US Women's Open winner involved in slow-play drama during final round

Allisen Corpuz was nearly penalized at the US Women's Open on Sunday.

Lara Kuipers's picture
Mon, 10 Jul 2023
US Women's Open winner involved in slow-play drama during final round

Allisen Corpuz shot a final-round 3-under par 69 on Sunday to win the 78th US Women's Open at Pebble Beach, but it wasn't without a bit of drama.

Corpuz, 25, entered Sunday's final one-stroke back of Japan's Nasa Hataoka, who led at 7-under par through 54 holes.

The two were paired together for the final group Sunday to tee off at Pebble Beach Golf Links.

However, per Sports Illustrated Golf's Gabrielle Herzig, a bit of drama unfolded as the pair made their way down the iconic course's back nine holes.

By the time the pairing reached the mid-way point of their round, Corpuz had moved to 7-under par to match Hataoka.

But when the pair then made it to the par-4 11th, they were put on the clock for slow play.

Two holes later, at the par-4 13th, the eventual US Women's Open winner was given an official warning by a USGA rules official for exceeding the allowed time per shot.

If it happened again, Corpuz would receive a one-stroke penalty.

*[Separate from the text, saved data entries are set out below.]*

PR #934, opened 2026-03-22
Simplify and cleanup CalDateTime

maknapp:
The intent here is to remove more from CalDateTime while keeping it simple to use. See individual commits for changes. I can change to separate PRs if that is preferred.

### Breaking Changes:
1. `ToTimeZone(string?)` removed
2. `AsUtc` property removed
3. `Value` property removed
4. `CalDateTime(DateTime, string? tzId, bool? hasTime = null)` removed
5. `CalDateTime(DateTime, bool? hasTime = null)` removed
7. `CalDateTime(DateOnly date)` -> `CalDateTime FromDateOnly(DateOnly date)` (and only .NET 6+)
8. `CalDateTime(DateOnly date, TimeOnly? time, string? tzId = null)` removed
9. `Hour`, `Minute`, `Second` properties removed


maknapp:
@axunonb version/6.0 is protected and never supposed to move. Why was version/6.0 rebased? Losing all commit dates... can we change it back?

axunonb:
See https://github.com/ical-org/ical.net/pull/930#issuecomment-4064180875
There is a branch [version/6.0-backkup](https://github.com/ical-org/ical.net/tree/version/6.0-backup) that I created before the rebase.
If you think the **commit** dates are important, we can go back to this backup.
The **author** dates are untouched - see `git log --pretty=fuller`

maknapp:
I remember reading that comment now and was confused then but skipped over it and forgot to go back. I do not like changing history of any shared/major branches. Looking back to https://github.com/ical-org/ical.net/pull/854#issuecomment-3620708025, I was assuming this meant that version/6.0 was eventually going to be renamed to master or merged with a merge commit, not rebased. Rebasing a large branch like this repeatedly to keep up-to-date with master also makes links and history in github more confusing. I would strongly prefer to go back to the original version/6.0 branch and never rebase it.

axunonb:
Sure, feel free to recreate branch version/6.0 from [version/6.0-backkup](https://github.com/ical-org/ical.net/tree/version/6.0-backup) the way you prefer. The latest 3 commit are missing in the backup.

maknapp:
I cannot force push to version/6.0 branch because it is restricted. I pushed a v6 branch which is the original with 2 of the latest commits. The encoding commit 58494b41 is a noop for me and just produces an empty commit.

axunonb:
> cannot force push to version/6.0 branch

The assumption was you can as a maintainer, sorry. You're now entitled to force push, while it is generally blocked.
Btw. would like to become an owner? Would make sense.

maknapp:
Still blocked with:
> ! [remote rejected]   version/6.0 -> version/6.0 (protected branch hook declined)"

We could just switch to using "v6" (shorter name is better?) and mark it protected.

> Btw. would like to become an owner?

Sure, that would work too.

axunonb:
@maknapp It would be helpful to rebase this branch before the review.

maknapp:
See previous comment. I still cannot force push version/6.0 branch to revert it back to the previous base commit. This PR is based off of the original version/6.0 branch.

axunonb:
> See previous comment

image
That's the setting that should allow you to force-push. You're also admin of the repo. Maybe try again?

maknapp:
Okay pushing worked now. I think everything is back to what it was except commit 58494b41 which was empty for me. Verify your files are still UTF-8 after switching to current version/6.0 branch.

axunonb:
> files are still UTF-8 after switching to current version/6.0 branch

```bash
git ls-files | ForEach-Object { $b=[IO.File]::ReadAllBytes($_); $e=if($b.Length-ge 3-and $b[0] -eq 0xEF-and $b[1] -eq 0xBB-and $b[2] -eq 0xBF){"UTF-8-BOM"}elseif($b.Length-ge 2-and $b[0] -eq 0xFF-and $b[1] -eq 0xFE){"UTF-16LE"}elseif($b.Length-ge 2-and $b[0] -eq 0xFE-and $b[1] -eq 0xFF){"UTF-16BE"}else{try{[Text.UTF8Encoding]::new($false,$true).GetString($b)|Out-Null;"UTF-8"}catch{"OTHER"}}; if($e -ne "UTF-8"){[PSCustomObject]@{Encoding=$e;File=$_}} } | Format-Table -AutoSize
```
reported no files that are not `UTF-8`, so all are 'clean'. Thanks!

[Edit]
With this chore done, we should remove the backup branch, right?

~~#931 isn't included in v6 now, while it should. Maybe fix in this PR.~~  See #936

Ical.Net/DataTypes/CalDateTime.cs
```diff
@@ -16,47 +16,49 @@
...
 /// <para/>
-/// Any <see cref="Time"/> values are always rounded to the nearest second.
-/// This is because RFC 5545, Section 3.3.5, does not allow for fractional seconds.
-/// </remarks>
+/// <see cref="Time"/> values are rounded to the nearest second.
+/// Time zone offset is <i>not</i> stored.
+/// <para/>
+/// See RFC 5545, Section 3.3.4 and 3.3.5.
 /// </summary>
 public sealed class CalDateTime : IFormattable, IEquatable<CalDateTime>
```
axunonb, line 26: The **breaking public API changes** with no deprecation step should be clearly called out with the break in the PR description. This will be helpful for any changelog/migration docs.

Ical.Net/DataTypes/CalDateTime.cs
```diff
@@ -16,47 +16,49 @@
...
 
     /// <summary>
-    /// Creates a new instance of the <see cref="CalDateTime"/> class
-    /// with the current date/time in the Coordinated Universal Time (UTC) timezone.
+    /// Creates a <see cref="CalDateTime"/> representing a DATE value.
     /// </summary>
-    public static CalDateTime UtcNow => new CalDateTime(DateTime.UtcNow, UtcTzId, true);
+    /// <param name="value">The value to copy the local date from.</param>
+    /// <returns>A new <see cref="CalDateTime"/> with same date as the specified <see cref="DateTime"/>.</returns>
+    public static CalDateTime FromDate(DateTime value) => new(LocalDate.FromDateTime(value));
```
axunonb: If DATE creation is moved to a static factory like with this method, it should follow the From* / To* convention already in use. The PR description mentions this but doesn't yet clarify the chosen name(s).

Ical.Net/DataTypes/CalDateTime.cs
```diff
@@ -186,30 +158,36 @@ public CalDateTime(LocalDate date, LocalTime? time, string? tzId = null)
...
+    /// it cannot have a time zone, and the <see paramref="tzId"/> will be ignored.
     /// <para/>
     /// If the parsed string represents an RFC 5545, DATE-TIME value, the <see paramref="tzId"/> will be used.
     /// </param>
-    /// <param name="tzId">A timezone of <see langword="null"/> represents
-    /// a floating date/time, which is the same in all timezones. (<seealso cref="UtcTzId"/>) represents the Coordinated Universal Time.
-    /// Other values determine the timezone of the date/time.
-    /// </param>
+    /// <param name="tzId">The time zone ID.</param>
     public CalDateTime(string value, string? tzId = null)
```
axunonb, line 145: This allocates a `DateTimeSerializer` and an intermediate `CalDateTime` on every call, which is not addressed in this PR. Maybe track as a follow-up issue? (A static DateTimeSerializer instance or a TryParse/Parse(string) static method would be cleaner.)

XML doc on the `<see paramref=...>` tags use wrong syntax (paramref vs paramref); this is present in the base file but worth fixing now.

Ical.Net/DataTypes/CalDateTime.cs
```diff
@@ -385,83 +358,116 @@ public override bool Equals(object? obj)
...
     /// <para/>
-    /// If <see cref="IsFloating"/>==<see langword="true"/>
-    /// it means that the <see cref="Value"/> is considered as local time for every timezone:
-    /// The returned <see cref="Value"/> is unchanged and the <see paramref="otherTzId"/> is set as <see cref="TzId"/>.
+    /// DATE values will default to <see cref="LocalTime.Midnight"/>.
+    /// <para/>
+    /// Values without a time zone will be treated as being in the specified time zone.
+    /// If the local date and time is ambiguous due to the time zone, it will be resolved using <see cref="NodaTime.TimeZones.Resolvers.LenientResolver"/>.
     /// </summary>
-    public CalDateTime ToTimeZone(string? otherTzId)
```
axunonb, line 457: See also the general remark about breaking changes.
Even if only used in tests internally, ToTimeZone(string?) is a public method on a public sealed type. Removing it is a breaking change.

Ical.Net/DataTypes/CalDateTime.cs
```diff
@@ -68,115 +70,85 @@ private CalDateTime()
...
-    /// a floating date/time, which is the same in all timezones. (<seealso cref="UtcTzId"/>) represents the Coordinated Universal Time.
-    /// Other values determine the timezone of the date/time.
-    /// </param>
     /// <param name="year"></param>
     /// <param name="month"></param>
     /// <param name="day"></param>
     /// <param name="hour"></param>
     /// <param name="minute"></param>
     /// <param name="second"></param>
+    /// <param name="tzId">The time zone ID.</param>
```
axunonb, line 75: We can expect the `//NOSONAR` suppression on the (int, int, int, int, int, int, string?) constructor still applies?

Ical.Net/DataTypes/CalDateTime.cs
```diff
@@ -385,83 +358,116 @@ public override bool Equals(object? obj)
...
-    /// The returned <see cref="Value"/> is unchanged and the <see paramref="otherTzId"/> is set as <see cref="TzId"/>.
+    /// DATE values will default to <see cref="LocalTime.Midnight"/>.
+    /// <para/>
+    /// Values without a time zone will be treated as being in the specified time zone.
+    /// If the local date and time is ambiguous due to the time zone, it will be resolved using <see cref="NodaTime.TimeZones.Resolvers.LenientResolver"/>.
     /// </summary>
-    public CalDateTime ToTimeZone(string? otherTzId)
+    /// <param name="defaultZone">The time zone to use if this value has no time zone.</param>
+    /// <returns>A zoned date time representing this value in same time zone or the specified time zone.</returns>
+    public ZonedDateTime AsZonedOrDefault(DateTimeZone defaultZone)
```
axunonb: `AsZonedOrDefault(DateTimeZone)` has an inconsistent name relative to `ToZonedDateTime()`. 
As we're tidying the API, this might be a good time to rename it to something like `ToZonedDateTimeOrFloating`?

axunonb (dismissed):
Nice! See some mostly minor inline comments.

As for SonarCloud "[Refactor 'GetHashCode' to not reference mutable fields.](https://sonarcloud.io/project/issues?pullRequest=934&open=AZ0WVUdA-tgOj4n6RzTQ&id=ical-org_ical.net)" this is unfortunately the case for many other classes. Can be kept unchanged for now.

Maybe have a quick look at the [Codecov](https://app.codecov.io/gh/ical-org/ical.net/pull/934?dropdown=coverage&src=pr&el=h1&utm_medium=referral&utm_source=github&utm_content=comment&utm_campaign=pr+comments&utm_term=ical-org) Report, especially for `CalDateTime` decreasing coverage.

[Edit re `CalDateTime` coverage]:
`public ZonedDateTime ToZonedDateTime()`: Would be good to cover `InvalidOperationException` for `_tzId == null`?
`public CalDateTime(LocalDate date)` cover `ArgumentOutOfRangeException`?
The other uncovered methods are related to `DateOnly` / `TimeOnly` - not strictly necessary to cover

axunonb:
> Remove Hour/Minute/Second, and Year/Month/Day

If I remember correctly, this what I mentioned some time ago, and the reply was `NodaTime` supply these methods too.
So it would simplify the API on one side, but the simple properties don't harm on the other side. Take your choice.

Ical.Net/DataTypes/CalDateTime.cs
maknapp: I have been thinking about different options for this. It definitely cannot be `FromDateTime()` because it does not say a DATE value is being created. Some options:

```c#
// Clearly states the type and value used; will saying date-time-date confuse people?
public static CalDateTime FromDateTimeDate(DateTime value);

// Shortest name; implies date only but someone could assume time is included
public static CalDateTime FromDate(DateTime value);

// Change DateOnly constructor to static too?; Might confuse people into thinking value is DateOnly
public static CalDateTime FromDateOnly(DateTime value);
public static CalDateTime FromDateOnly(DateOnly value);

// Longest name; explicitly says type and that it will be a DATE value
public static CalDateTime FromDateTimeDateOnly(DateTime value);
```

Which do you like best, or do you have another name in mind?

Ical.Net/DataTypes/CalDateTime.cs
maknapp: Created issue #937 and fixing doc here.

Ical.Net/DataTypes/CalDateTime.cs
axunonb: I'd say the cleanest approach is **`FromDate(...)` with overloads**:

The name describes the **result** (a DATE value), not the input type — which is the most important thing to communicate. It also mirrors the BCL precedent of `DateOnly.FromDateTime()`, where users already understand the pattern of "create this date-focused type from that input". The overload family removes any residual ambiguity:

```csharp
// Ical.Net\DataTypes\CalDateTime.cs
public static CalDateTime FromDate(int year, int month, int day)
    => new CalDateTime(new LocalDate(year, month, day), null, null);

public static CalDateTime FromDate(DateTime value)
    => new CalDateTime(LocalDate.FromDateTime(value), null, null);

public static CalDateTime FromDate(LocalDate value)
    => new CalDateTime(value, null, null);

#if NET6_0_OR_GREATER
public static CalDateTime FromDate(DateOnly value)
    => new CalDateTime(value.ToLocalDate(), null, null);
#endif
```

Once a user sees any one overload, all others are predictable.

Another consideration:

If this factory lands, the `DateTime` DATE-TIME constructor could become a paired `FromDateTime(...)` static factory:

```csharp
public static CalDateTime FromDateTime(DateTime value, string? tzId = null) { ... }
```

That would give a symmetric, discoverable pair: **`FromDate`** for RFC 5545 DATE, **`FromDateTime`** for RFC 5545 DATE-TIME - directly matching the spec's own type names.

Would you follow this idea?

Ical.Net/DataTypes/CalDateTime.cs
maknapp: I named this completely different on purpose to prevent people from confusing the intention of the argument. The time zone argument for the ToZonedDateTime methods is for converting to that time zone, whereas this one only adds the specified time zone if there is none.

I am open to other names, but I do not like `ToZonedDateTimeOrFloating` because my first thought is the result can somehow be floating.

Luckily, by the next hole the pair had been taken off the clock and Corpuz was not penalized for slow play.

She went on to card a 3-under 69 to win the tournament by three strokes over Charley Hull and Jiyai Shin.

The victory marked both her first LPGA Tour win and major championship title.

“We were behind, and I should have known the rule that it’s going to be a stroke penalty beforehand,” Corpuz's caddie, Jay Monahan said, per Herzig. “I don’t know if that was in some of our paperwork leading up to the week, because typically we just get fines for slow play. So yeah, it was eye-opening.”

“Was it warranted? Probably, because we were playing a little bit slow, but it’s tough,” he added.

“You don’t want that, because we had a one- or two-shot lead at that point. If the wind switches on us again and she’s not ready to hit a shot, you’re going to have to hit it, otherwise all of a sudden your lead is gone. It was a challenge that we didn’t anticipate, but it worked out okay. We finally caught the group and didn’t have to worry about it.”

Slow pace of play has been a main story at the men's major championships so far this year, after Brooks Koepka accused Viktor Hovland and Patrick Cantlay of taking too long in the group ahead of he and eventual winner Jon Rahm at the Masters in April.